[Dataset entries]
· · · · · · ·
PR #81, opened 2018-01-18
utility class "Camera" for "cts_core.camera.Camera"

### LINKED ISSUE #80: Camera - config_file and geometry
In many places I see code like this:
```python
camera_config_file = pkg_resources.resource_filename(
        'digicampipe',
        path.join(
            'tests',
            'resources',
            'camera_config.cfg'
        )
    )
digicam = Camera(_config_file=camera_config_file)
digicam_geometry = geometry.generate_geometry_from_camera(camera=digicam)
```

And later I see functions, which need both `camera` and `camera_geometry` as parameters.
· · · · · · ·
[PROBLEM REQUIREMENTS] Retyping the data above exactly and in full is the task.

[TASK RESULT]
PR #81, opened 2018-01-18
utility class "Camera" for "cts_core.camera.Camera"

### LINKED ISSUE #80: Camera - config_file and geometry
In many places I see code like this:
```python
camera_config_file = pkg_resources.resource_filename(
        'digicampipe',
        path.join(
            'tests',
            'resources',
            'camera_config.cfg'
        )
    )
digicam = Camera(_config_file=camera_config_file)
digicam_geometry = geometry.generate_geometry_from_camera(camera=digicam)
```

And later I see functions, which need both `camera` and `camera_geometry` as parameters.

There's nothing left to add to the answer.